(RECORD EXTRACTS begins)
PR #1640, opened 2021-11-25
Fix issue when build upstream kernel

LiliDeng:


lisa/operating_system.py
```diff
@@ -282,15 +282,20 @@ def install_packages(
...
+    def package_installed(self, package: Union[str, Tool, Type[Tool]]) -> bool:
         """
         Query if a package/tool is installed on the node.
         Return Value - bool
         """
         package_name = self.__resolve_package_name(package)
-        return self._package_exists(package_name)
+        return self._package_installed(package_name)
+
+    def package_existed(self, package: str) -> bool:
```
(RECORD EXTRACTS ends)
◆ EXERCISE
Pull out every line holding "bool" from the records above, and copy it.

◆ ANSWER TO THE PROBLEM
+    def package_installed(self, package: Union[str, Tool, Type[Tool]]) -> bool:
         Return Value - bool
+    def package_existed(self, package: str) -> bool:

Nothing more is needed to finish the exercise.